As it appears clearly from the record that the court did not warn defendant of his right, that he was not represented by an attorney and that he did not waive his right to be represented, this case falls within the scope of the decision of the Supreme Court of the United States in Johnson v. Zerbst, 304 U.S. 458, and within the scope of the decisions of this Supreme Court in Ex parte Hernández, 54 P.R.R. 396; People v. Rivera, 54 P.R.R. 581; People v. Correa, 54 P.R.R. 755; People v. Mercado, 54 P.R.R. 859; People v. Rodriguez, *1254 D.P.R. 1004 (per curiam decision not published in the English edition); People v. Santana, 55 P.R.R. 231; Ex parte Oropesa, 55 P.R.R. 274; Ex parte Rodriguez, 55 P.R.R. 403; Ex parte Resto, 55 P.R.R. 700; People v. Delestre, 55 D.P.R. 1000 (per curiam decision not published in the English edition) and People v. Muriel, 57 P.R.R. ____.
If on any occasion the bar association and the local attorneys, especially those who were in court the day of the trial, as well as the trial judge, should have taken care that the defendant be assisted by the best possible legal defense, it was on this occasion in which a citizen was charged with unlawful practice as an attorney. The profession at that moment should have shown itself in all its grandeur and yet it did not do so.

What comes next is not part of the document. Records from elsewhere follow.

PR #154, opened 2019-07-11
Disable the query builder operator on compilers not supporting it

omartijn:
This PR will disable the query builder operator on compilers other than gcc and clang. It won't compile anyway on different compilers.

### DIFF
--- a/include/ozo/query_builder.h
+++ b/include/ozo/query_builder.h
@@ -179,10 +179,14 @@ constexpr auto operator +(query_element<LhsValueT, LhsTagT>&& lhs, RhsValueT&& r
 
 namespace literals {
 
+#ifdef __GNUG__
+
 template <class CharT, CharT ... c>
 constexpr auto operator "" _SQL() {
     return make_query_builder(hana::make_tuple(make_query_text(hana::string<c ...>())));
 }
+
+#endif /* __GNUG__ */
 
 } // namespace literals
 } // namespace ozo


thed636:
Hi, Martijn!
Sorry, but this is still a wrong way. You can just try to disable the compiler feature and build the project with examples and tests. So, as a result, you'll see that this is so far from a solution to the problem. The direction is good, I mean usage of the GNU extension limits the supported compilers (e.g. we do not support VS for that reason). But the problem is much deeper.

omartijn:
> You can just try to disable the compiler feature

Which compiler feature are you talking about? We are using a feature which is not in the standard. This means ozo won't compile on many standards-compliant compilers, which is a shame. By only defining the operator on compilers that support it we can use ozo elsewhere too.

This PR has nothing to do with tests. The operator is defined in a header which is included _outside of the tests_ which means the whole library is unusable on compilers except gcc and clang.

thed636:
Short answer
=========

This PR does not solve the problem of using the library with compilers other than GCC and Clang for now. 

Long story
========

The same GNU extension is used with `boost::hana::string` via `BOOST_HANA_CONFIG_ENABLE_STRING_UDL`. So try to disable GNU literal operator extension and build the examples and tests of the project. You'll see the result. The library would not work without GNU extension of literal operator.

Next thing. In case you are trying to disable some of the library features for the compiler reason, it should be reflected in the documentation, tests, and CI. So just putting `#ifdef` and `#endif` is not enough for the PR success.

As I said the problem is much deeper and requires much more time and work.

omartijn:
Fair enough, I'll close this then.

Issue #10, opened 2018-07-20
Design, implement, test extract config python module and ExtractConfig class


znatty22:
Implement the ExtractConfig class which will load the extract config Python module, validate it, and deserialize it into the ExtractConfig class.

Write unit tests to ensure validation and deserialization work.

PR #56, opened 2018-09-18
✨ Extract config design + basic operations

fiendish:
Should resolve https://github.com/kids-first/kf-lib-data-ingest/issues/10


src/etl/extract/operations.py
```diff
@@ -0,0 +1,178 @@
...
+    dataframe as input and returns a new dataframe.
+
+    :param m: A function to apply to a DataFrame
+    :returns: A function that applies the specified m operation
+    """
+    assert_safe_type(m, function)
+
+    def df_map_func(df):
+        new_df = df.copy()
+        return m(new_df)
```
znatty22: We should probably do an assert safe type on the output of m. It should be a dataframe

fiendish: you did it! 🙆‍♂️

PR #73, opened 2018-10-26
✨ Extract pipeline

fiendish:
branched from #56. please review that first and then I'll rebase.


znatty22:
We should add more tests for the extract stage, but we can do that in another PR. Let's get in what we have right now

PR #77, opened 2018-11-02
 ✅ more tests for extract output

fiendish:
also adds the keep_map shortcut operation

PR #79, opened 2018-11-09
✨ serialize/deserialize extract stage output

fiendish:
branched from extract-testing (PR #77). approve that first, please. will rebase when that merges.

### DIFF
--- a/.gitignore
+++ b/.gitignore
@@ -108,3 +108,6 @@ venv.bak/
 
 # Visual studio
 .vscode/
+
+# stage serialization output
+*_cache.txt
--- a/src/common/misc.py
+++ b/src/common/misc.py
@@ -55,7 +55,7 @@ def intsafe_str(val):
     Returns:
         string: Representation of `val`
     """
-    if isinstance(val, float) and numpy.isnan(val):
+    if val is None or (isinstance(val, float) and numpy.isnan(val)):
         return None
     val = str(val).strip()
     # I hate PEP 515.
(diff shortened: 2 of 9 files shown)


fiendish:
@znatty22 
> In #68 I was thinking that we shouldn't force a stage to write all of its output to a single file. Instead we allow the stage's to write_output to write output however it would like into an output dir. Then we leave it up to the stage's read_input to be responsible for understanding the output file(s) to read in as input.

In that case we should collapse write/serialize read/deserialize into 2 functions instead of 4.

> In this PR I see that the extract stage now needs to know the study_config_dir (aka dir of dataset ingest config). I think we can avoid this by allowing ingest_pipeline to construct the default output dir for a stage based on the dataset ingest config dir

This sounds reasonable. 

Can you detach stage serialization from #68 and merge it into this branch?

znatty22:
@fiendish 
> In that case we should collapse write/serialize read/deserialize into 2 functions instead of 4.
Yep that's what I've done in #68

>Can you detach stage serialization from #68 and put it into this branch so we can work on it here instead of a multi-feature monolith?

Hmm it would probably be better to branch off master, make a simple PR for the refactor and then merge that in. Then you should be able to just rebase on master since it looks like this branch is already up to date w master

fiendish:
@znatty22 
> In this PR I see that the extract stage now needs to know the study_config_dir (aka dir of dataset ingest config). I think we can avoid this by allowing ingest_pipeline to construct the default output dir for a stage based on the dataset ingest config dir

What's the difference? In both cases you need to pass a directory to the stage, otherwise it won't know where to write to.

fiendish:
@znatty22 I think 5ec662a is easier

PR #84, opened 2018-11-16
🐛 use auth profiles for s3 requests

fiendish:
Use of the saml profile was being overridden by None. I guess the s3 file retriever test doesn't mock requiring authentication. Anyway, this should fix it. Boyd test files loaded from s3 verify this.

`kidsfirst ingest tests/data/test_boyd_study/` successfully extracts now using the remote files

### DIFF
--- a/src/common/stage.py
+++ b/src/common/stage.py
@@ -7,8 +7,8 @@ from functools import wraps
 
 class IngestStage(ABC):
 
-    def __init__(self, study_config_dir=None):
-        self.study_config_dir = study_config_dir
+    def __init__(self, stage_cache_dir=None):
+        self.stage_cache_dir = stage_cache_dir
         self.logger = logging.getLogger(type(self).__name__)
 
     @abstractmethod
@@ -22,7 +22,7 @@ class IngestStage(ABC):
         pass
 
     @abstractmethod
-    def _serialize_output(self, output):
+    def _write_output(self, output):
         """
         An ingest stage is responsible for serializing the data that is
         produced at the end of stage run.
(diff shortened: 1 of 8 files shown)


src/common/file_retriever.py
```diff
@@ -35,7 +37,7 @@ def split_protocol(url):
         return None, None
 
 
-def _s3_save(protocol, source_loc, dest_obj, auth="saml"):
+def _s3_save(protocol, source_loc, dest_obj, auth, logger):
```
znatty22: Couldn't auth still be a kwarg? It looks like you expect it to be None in some cases anyway?

src/common/file_retriever.py
```diff
@@ -45,17 +47,31 @@ def _s3_save(protocol, source_loc, dest_obj, auth="saml"):
...
+            s3.Object(bucket, key).download_fileobj(dest_obj)
+            return
+        except botocore.exceptions.NoCredentialsError:
+            pass
+
+    raise botocore.exceptions.NoCredentialsError()  # never got the file
 
-def _web_save(protocol, source_loc, dest_obj, auth=None):
+
+def _web_save(protocol, source_loc, dest_obj, auth, logger):
```
znatty22: Since requests.get takes auth as a kwarg, couldn't it be a kwarg in _web_save too?

src/common/file_retriever.py
fiendish: You can always pass it as a kwarg anyway even if it isn't defined as one. Anyway the internal calls are all underscores, and the get call has it as a kwarg. I don't know. Yes? 😆 But for what?

znatty22: Well I guess if these individual save methods are never going to be used independently of the file retriever then it doesn't matter. If they are, then auth should be optional. I'm ok with it the way it is

PR #86, opened 2018-11-19
 🐛 continue past failing s3 profiles

### LINKED ISSUE #85: file retriever s3 save fails on first invalid credentials
_s3_save will cycle through the available profiles in a ~/.aws/credentials file,  and try each one until it finds one that works or raise an exception if it can't find one. 

If you have multiple profiles in your credentials file, _s3_save may potentially try one that fails authentication. This raises a `botocore.exceptions.ClientError`. Should probably change the method to catch both `botocore.exceptions.NoCredentialsError` and `botocore.exceptions.ClientError`.

Unfortunately the `botocore.exceptions.ClientError` isn't very descriptive. It just has a 400 status code with a Bad Request message. It would have been nicer to catch `botocore.exceptions.ClientError` and if we know its an auth failure, then we pass the exception so _s3_save may keep trying credentials.

fiendish:
should fix #85

### DIFF
--- a/src/common/file_retriever.py
+++ b/src/common/file_retriever.py
@@ -66,7 +66,12 @@ def _s3_save(protocol, source_loc, dest_obj, auth=None, logger=None):
             s3 = boto3.session.Session(profile_name=profile).resource("s3")
             s3.Object(bucket, key).download_fileobj(dest_obj)
             return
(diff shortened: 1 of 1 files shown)


fiendish:
I think https://github.com/boto/botocore/issues/1400 is related to our ability to handle this. Let's keep an eye on it.

PR #88, opened 2018-11-20
📦 Fix package installation

### LINKED ISSUE #87: Modify installation of kf-lib-data-ingest so that it has better namespace
**Problem**
Currently when you install the kf-lib-data-ingest lib, the src/ is add to sys path and everything under that directory is made available for import. If you want to use this as an actual library, this is problematic since the modules in the src/ dir are named very generically. 

For example, I want to use the kf-lib-data-ingest etl.extract package in my OMOP ETL code
```
.
├── code
│   ├── extract.py
│   ├── load.py
│   ├── etl.py
│   └── transform.py
```
```python
# My extract.py file
from etl.extract.extract import ExtractStage
def run(output_dir, extract_configs):
    es = ExtractStage(output_dir, extract_configs)
    df_out = es.run()
    es._write_output(df_out)

    return df_out
```
But I get namespace collisions with my etl.py module

**Solution**
Change setup.py to find packages in the top level repo dir rather than the src dir. Imports will then become: 

```python
from kf_lib_data_ingest.etl.extract import ExtractStage
```

znatty22:
We want to be able to use this as a library. Change the package installation so that all modules are under a root package - kf_lib_data_ingest.

Fixes #87


znatty22:
@fiendish Sorry its probably autopep8 doing its formatting, i'll fix

fiendish:
The unindents are a bit of an odd situation. We could also assign those path joins to temporary variables to make the table structure less funky.

tests/test_extract_stage.py
```diff
@@ -40,7 +39,7 @@ def test_extracts():
         for config in extract_configs:
             extracted = df_out[config][1]
             expected = es._source_file_to_df(
-                "file://" + study_configs[config]
+                "file://"+study_configs[config]
```
fiendish: ok but un-undo this one 😄

fiendish:
🚚 🚚 🚚 🚚 🚚 🚚 🚚 🚚 🚚 🚚

PR #93, opened 2018-12-18
✨ support splitting into multiple rows

### LINKED ISSUE #53: Operation: split rows into multiple rows
Would be nice to have a helper function to split rows into multiple rows based on comma separated values occurring in a column of choice. 

For example, Onel 2015 has a lot of data like this: 

| tumor_location_uberon | foo |
| ----------------------- | ----|
| UBERON:0002168, UBERON:0002167, UBERON:0003728 | A

I want a function/operation that does:
```python
def split_rows(df, col, delimiter):
    # split rows with delimited string into individual rows
    return new_df

new_df = split_rows(df, 'tumor_location_uberon', ',')
```
and results in:

| tumor_location_uberon | foo |
| ----------------------- | ---- |
| UBERON:0002168 | A
| UBERON:0002167 | A
| UBERON:0003728 | A

fiendish:
closes #53


kf_lib_data_ingest/etl/extract/extract.py
```diff
@@ -7,17 +8,14 @@
...
-    split_protocol
-)
+from kf_lib_data_ingest.common.file_retriever import (PROTOCOL_SEP,
+                                                      FileRetriever,
+                                                      split_protocol)
 from kf_lib_data_ingest.common.misc import intsafe_str
 from kf_lib_data_ingest.common.stage import IngestStage
 from kf_lib_data_ingest.common.type_safety import function
-from kf_lib_data_ingest.etl.configuration.base_config import (
+from kf_lib_data_ingest.etl.configuration.base_config import \
```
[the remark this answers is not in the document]
fiendish: nothing's wrong with the other way. this is just what my auto-import-formatter does

fiendish:
> I don't think we should blindly split rows based on columns that lists. I think the user should specify which columns they want to split by, and what delimiters to use.

Can you think of a reason why you would otherwise want to return a list of values for a single cell? I can't.

> I think the user should specify which columns they want to split by, and what delimiters to use.

Delimiters can be arbitrarily complex and arbitrarily different from cell to cell, so I don't think that would work as well.

kf_lib_data_ingest/etl/extract/extract.py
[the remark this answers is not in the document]
fiendish: I can customize it to use any of https://github.com/timothycrosley/isort#multi-line-output-modes

My preference is for 5

fiendish:
> a method in kf_lib_data_ingest.common.misc... This way its standalone and can be used outside of extract.py too.

We can do that too by moving split_row_lists into common and wrapping it as appropriate.

kf_lib_data_ingest/common/pandas_utils.py
```diff
@@ -6,9 +6,81 @@
 import numpy
 import pandas
 
+from kf_lib_data_ingest.common.misc import multisplit
 from kf_lib_data_ingest.common.type_safety import assert_safe_type
 
 
+class Split:
```
znatty22: jw why you didn't do:

```python
class Split:
    def __init__(self, things):
        assert_safe_type(things, list)
        self.things = things

s = Split() 
s.things
```

kf_lib_data_ingest/etl/extract/extract.py
```diff
@@ -172,11 +169,21 @@ def _run(self):
...
             # extraction
             df_out = self._chain_operations(
                 df_in, extract_config.operations
             )
 
+            # split value lists into separate rows
+            df_out = split_df_rows_on_splits(
+                                                df_out.reset_index()
+                                            ).set_index('index')
+            del df_out.index.name
```
znatty22: Why is this needed?

kf_lib_data_ingest/common/pandas_utils.py
fiendish: I originally had a different vision for it and this is just leftover. No reason now to not look at things directly.

kf_lib_data_ingest/etl/extract/extract.py
fiendish: Having a named index just offends me. No other reason.

kf_lib_data_ingest/common/pandas_utils.py
fiendish: 👍

PR #57, opened 2018-09-27
✨ Standard model + transformation

znatty22:
Addresses #25

PR #98, opened 2019-01-16
♻️ Minor refactor transform, load

znatty22:
Part 1 of #95 

Previously the load stage was invoking a part of the transformation (from concept graph to target entities). We want to move this responsibility into the transformation stage and ensure that the load stage only deals with transmitting the target entities coming out of transform stage into the target service. 

This will allow us to interchange the transformation approach at runtime (auto transform via graph or guided transform via user supplied transform function).

### DIFF
--- a/tests/test_standard_model.py
+++ b/tests/test_standard_model.py
@@ -123,103 +123,103 @@ def random_model(random_data_df_dict):
     return model
 
 
-# def test_populate_model(data_df_dict):
-#     """
-#     Test populating the concept graph in the standard model
-#     """
-#     model = StandardModel()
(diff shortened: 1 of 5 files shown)


tests/test_standard_model.py
```diff
@@ -123,103 +123,103 @@ def random_model(random_data_df_dict):
     return model
 
 
-# def test_populate_model(data_df_dict):
```
znatty22: Can't believe I didn't notice this in #57, but I commented some tests out while debugging other tests and forgot to come back and uncomment 😬

fiendish:
part 1 of 95! 😮 94 more parts to go!

PR #107, opened 2019-02-04
✨ preserve row index across extract

fiendish:
put the row index that a value came from into the extract output

### DIFF
--- a/kf_lib_data_ingest/common/datafile_readers.py
+++ b/kf_lib_data_ingest/common/datafile_readers.py
@@ -30,4 +30,4 @@ def read_excel_file(filepath_or_buffer, **kwargs):
             wb = xlrd.open_workbook(
                 filename=filepath_or_buffer, logfile=devnull
             )
-    return pandas.read_excel(wb, engine='xlrd', **kwargs)
+    return pandas.read_excel(wb, engine='xlrd', dtype=object, **kwargs)
--- a/kf_lib_data_ingest/common/datafile_readers.py
+++ b/kf_lib_data_ingest/common/datafile_readers.py
@@ -30,4 +30,6 @@ def read_excel_file(filepath_or_buffer, **kwargs):
             wb = xlrd.open_workbook(
                 filename=filepath_or_buffer, logfile=devnull
             )
-    return pandas.read_excel(wb, engine='xlrd', dtype=object, **kwargs)
+    kwargs['engine'] = 'xlrd'
+    kwargs['dtype'] = object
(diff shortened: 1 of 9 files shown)


kf_lib_data_ingest/etl/extract/extract.py
```diff
@@ -270,5 +292,13 @@ def _chain_operations(self, df_in, operations):
                 df_out[col_name] = pandas.Series(
                     list(col_series) * round(length_multiplier)
                 )
-
+                col_index = list(col_series.index) * round(length_multiplier)
```
znatty22: In the example, commented above the for loop, can you add in the index col in the before and after? This doesn't seem like it will work but I'm not sure what the end result is supposed to look like in terms of the index.

fiendish: Indexes don't actually apply here except as a consistency check. This scenario only applies to melt-like operations where the number of rows in a given column will be an exact multilpe of the number of rows in the shortest column. For this example the indices are all 0.

kf_lib_data_ingest/common/datafile_readers.py
```diff
@@ -30,4 +30,4 @@ def read_excel_file(filepath_or_buffer, **kwargs):
             wb = xlrd.open_workbook(
                 filename=filepath_or_buffer, logfile=devnull
             )
-    return pandas.read_excel(wb, engine='xlrd', **kwargs)
+    return pandas.read_excel(wb, engine='xlrd', dtype=object, **kwargs)
```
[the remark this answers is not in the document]
fiendish: will do

kf_lib_data_ingest/etl/extract/extract.py
fiendish: Alternate example:

```Python
        # Given...
        #
        #  index   A   B   C
        #  0       1   3   5
        #  1       2   4   6
        #
        # ... (with B and C each being melted) will temporarily extract to ...
        #
        #  A_index A   DESCRIPTION_index   DESCRIPTION   VALUE_index   VALUE
        #  0       1   0                   B             0             3
        #  1       2   1                   B             1             4
        #              0                   C             0             5
        #              1                   C             1             6
        #
        # ... and will then fill out to ...
        #
        #  A_index A   DESCRIPTION_index   DESCRIPTION   VALUE_index   VALUE
        #  0       1   0                   B             0             3
        #  1       2   1                   B             1             4
        #  0       1   0                   C             0             5
        #  1       2   1                   C             1             6
```

PR #110, opened 2019-02-12
💄 Update docs to use Kids First Style

znatty22:
- Use the standard Kids First style sheet instead of default sphinx readthedocs style
- Fix obsolete source code paths

Looks like this:
image


znatty22:
@dankolbman We may want to consider putting the style sheet along with other common Kids First assets into a central place, perhaps a git repo, idk? We're using it in two places now and I can see us using it on other repos with sphinx docs

dankolbman:
Yeah, I'm not sure how to organize it best. We also use it in airflow docs now, too.
We could put the stylesheet up as a static file and pull it into the page, but we'd have to require all docs sites to link it in their templates.

fiendish:
All files on github are available in static format via raw.githubusercontent.com

dankolbman:
@fiendish yeah that's true. Maybe we should just link in the developer handbook style sheet on all other docs sites?

fiendish:
github also supports dependent sub-repositories

znatty22:
@dankolbman @fiendish There doesn't seem to be a simple, one-liner approach to link in an external style sheet. Since `conf.py` is a python module we could probably write something in there to download and overwrite the current `style.css` to the latest one from somewhere. 

But, maybe there is a better approach. We could probably have a separate repo (i.e. sphinx_kidsfirst_theme) for a Sphinx docs Kids First theme. Then instead of having `sphinx_rtd_theme` in `requirements.txt` we have our sphinx_kidsfirst_theme in there.  Doesn't look too difficult according to: http://www.sphinx-doc.org/en/stable/theming.html.

I'll try it out real quick to see if its really as straight forward as it seems. If so then I can update the requirements in this PR. If not, then I'll merge this PR in as-is and create an issue to figure this out in the near future.

znatty22:
TODO: Use KF sphinx theme

znatty22:
It shouldn't. That last commit fixes it!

Every attorney on being admitted by this Court to the practice of his noble profession swears: “I will counsel and maintain only such actions, proceedings, and defenses as appear to me legally debatable and just, except the defense of a person charged with a public offense.” And he adds: “I will never reject, from any consideration personal-to myself, the cause of the defenseless or oppressed, nor delay any man’s cause for lucre or malice.”
The oath goes so far that it exempts the defense of all those persons charged with the commission of a crime from that previous detailed investigation which as a general rule should be made of its legal merits before a representation is assumed in any other cases, and the disinterested conduct that should be followed when the defense of the oppressed and the downtrodden is concerned, is reaffirmed when said defense is placed above the personal interest of the attorney.
The freedom of the petitioner must be and is hereby decreed.